Data for analysis -
PR #623, opened 2018-05-22
Create a NativeModule to control swiping gestures

lukewalczak:


app/hotels/src/appRegistry/HotelsStandalonePackage.js
```diff
@@ -18,6 +19,16 @@ type Props = {|
 |};
 
 export default class HotelsStandalonePackage extends React.Component<Props> {
+  navigationController = (previousState: *, currentState: *) => {
+    if (currentState.index === 0) {
+      // enable gestures
+      GestureController.addGestures('KiwiHotels');
```
grabbou: I think enable/disable is better then add/remove if you want to do a quick search repalce :)

app/shared/src/GestureController.js
```diff
@@ -0,0 +1,15 @@
...
+
+export default {
+  addGestures: NativeModules.RNKiwiGestureController
+    ? NativeModules.RNKiwiGestureController.addGestures
+    : noop,
+
+  removeGestures: NativeModules.RNKiwiGestureController
+    ? NativeModules.RNKiwiGestureController.removeGestures
+    : noop,
+};
```
grabbou: Personal preference: 
```js
// This module is only present when this app is running in context of the native mobilje app
const { addGestures = noop, removeGestures = noop } = NativeModules.RNKiwiGestureController || {};
export default { addGestures, removeGestures };
```

app/shared/src/__tests__/GestureController.test.js
```diff
@@ -0,0 +1,14 @@
...
+import GestureController from '../GestureController';
+
+describe('GestureController', () => {
+  it('should call NativeModules.RNKiwiGestureController.addGestures', () => {
+    GestureController.addGestures('KiwiHotels');
+    expect(
+      NativeModules.RNKiwiGestureController.addGestures,
+    ).toHaveBeenCalledWith('KiwiHotels');
+  });
+});
```
grabbou: I think what is more important to test (and nice) would be to make sure that `noop` is called when there is no native module present.

To test it, we should probably not mock `NativeModules.RNKiwiGestureController` in one suite.

ios/RNKiwiMobile/RNKiwiGestureController.m
```diff
@@ -0,0 +1,22 @@
+
+#import <Foundation/Foundation.h>
+#import "RNKiwiGestureController.h"
+
+NSString *const RNKiwiAddGestures = @"RNKiwiAddGestures";
+NSString *const RNKiwiRemoveGestures = @"RNKiwiRemoveGestures";
```
grabbou: I like that :) As a general "good practice", I suggest adding one doc block that describes when this gets called (or should be)

grabbou: We can also mention it is scoped to `moduleName`

app/shared/src/__tests__/GestureController.test.js
```diff
@@ -0,0 +1,28 @@
+// @flow
+
+import { NativeModules } from 'react-native';
+
+describe('GestureController', () => {
+  it('should call NativeModules.RNKiwiGestureController.enableGestures', () => {
+    const GestureController = require('../GestureController').default;
+
```
tbergq: Could this be `Import GestureController from '../GestureController'` instead?

lukewalczak: It's better to stick with my solution because in the second test suite I'm resetting modules, so still, we will have to require `GestureController`

app/shared/src/__tests__/GestureController.test.js
```diff
@@ -0,0 +1,29 @@
...
+      NativeModules.RNKiwiGestureController.enableGestures,
+    ).toHaveBeenCalledWith('KiwiHotels');
+  });
+
+  it('should call noop when there is no native module present', () => {
+    jest.resetModules();
+
+    const OriginalGestureController = NativeModules.RNKiwiGestureController;
+
+    /* $FlowFixMe */
```
tbergq: Please use `// $FlowExpectedError:` and explain why you are suppressing the error

app/shared/src/__tests__/GestureController.test.js
```diff
@@ -0,0 +1,29 @@
...
+    ).toHaveBeenCalledWith('KiwiHotels');
+  });
+
+  it('should call noop when there is no native module present', () => {
+    jest.resetModules();
+
+    const OriginalGestureController = NativeModules.RNKiwiGestureController;
+
+    /* $FlowExpectedError: undefined is incompatible with object from NativeModules */
+    NativeModules.RNKiwiGestureController = undefined;
```
tbergq: Obviously it is incompatible with object from native modules, that's why we are suppressing it.

lukewalczak: I'm deleting now `NativeModules.RNKiwiGestureController`

app/hotels/src/appRegistry/SingleHotelStandalonePackage.js
```diff
@@ -21,6 +22,14 @@ type Props = {|
 export default class SingleHotelStandAlonePackage extends React.Component<
   Props,
 > {
+  onNavigationStateChange = (previousState: *, currentState: *) => {
```
tbergq: Please create a type

tbergq:
Thanks, looks good now from my point of view. 

Please squash commits.

tbergq:
What happend here? why is it now 134 files changed?

ferrannp:
^ @tbergq it's solved.

app/hotels/src/appRegistry/SingleHotelStandalonePackage.js
```diff
@@ -5,6 +5,7 @@ import * as React from 'react';
 import RootComponent from './RootComponent';
 import SingleHotelStack from '../navigation/singleHotel/SingleHotelStack';
 import type { RoomsConfiguration } from '../singleHotel/AvailableHotelSearchInput';
+import GestureController from '../../../shared/src/GestureController';
```
tbergq: same as above

lukewalczak:
^Fixed

PR #625, opened 2018-05-22
MMB: Add visa required warning

tbergq:


app/MMB/src/scenes/passenger/Passenger.js
```diff
@@ -48,40 +49,43 @@ export class Passenger extends React.Component<Props> {
...
-            value={<Translation passThrough={idNumber} />}
-          />
-          <Column
-            title={<Translation id="mmb.passenger.insurance" />}
-            value={<Translation passThrough={insuranceType} />}
-          />
-        </Row>
-      </SimpleCard>
+      <React.Fragment>
+        <SimpleCard style={styles.card}>
```
mrtnzlml: Did you try it on Android? `SimpleCard` component is with radiuses so I cannot imagine this works well together... 🙂

ios/reactNativeApp.xcodeproj/project.pbxproj
```diff
@@ -480,46 +480,6 @@
 			shellPath = /bin/sh;
 			shellScript = "export NODE_BINARY=node\n../node_modules/react-native/scripts/react-native-xcode.sh";
 		};
-		2711985D20B1EA8100C6292B /* Bundle React Native dependencies */ = {
```
mrtnzlml: Is this intentional?

tbergq: 🤷‍♂️ happens when I build

tbergq: This is ok according to @ferrannp

tbergq:
@mrtnzlml please check again

app/MMB/src/components/Alert.js
```diff
@@ -0,0 +1,68 @@
...
+      return null;
+    case 'success':
+      // TODO
+      return null;
+    default:
+      return null;
+  }
+}
+
+const RED = '#d0021b';
```
mrtnzlml: Should we use new brand colors here or not? https://zpl.io/2GmG6mW

screen shot 2018-05-23 at 09 52 43

tbergq: 🤷‍♂️ are there any designs for these `alerts` in the new design?

mrtnzlml: Only this: https://zpl.io/bzYGpjz

The colors are different though...

tbergq: The color codes in the new `alerts` are the same as before

app/MMB/src/components/Alert.js
```diff
@@ -0,0 +1,68 @@
...
+      <Icon name="warning" size={18} color={RED} />
+    </View>
+    <View>
+      <Text style={[styles.titleText, styles.titleDanger]}>{props.title}</Text>
+      <View style={styles.body}>{props.children}</View>
+    </View>
+  </View>
+);
+
+export default function Alert(props: Props) {
```
mrtnzlml: Is this component necessary? Cannot we just use the "danger alert" directly?

tbergq: The idea was to expose one component, with 3 types, then that component selects the necessary one. 

Basically these components will be the same, with different styling.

Work item -
Within the listing above, extract exactly the lines from the line with "tbergq: This is ok according to @ferrannp" to the line with "mrtnzlml: Should we", the two named lines included, and no others.

Response box -
tbergq: This is ok according to @ferrannp

tbergq:
@mrtnzlml please check again

app/MMB/src/components/Alert.js
```diff
@@ -0,0 +1,68 @@
...
+      return null;
+    case 'success':
+      // TODO
+      return null;
+    default:
+      return null;
+  }
+}
+
+const RED = '#d0021b';
```
mrtnzlml: Should we use new brand colors here or not? https://zpl.io/2GmG6mW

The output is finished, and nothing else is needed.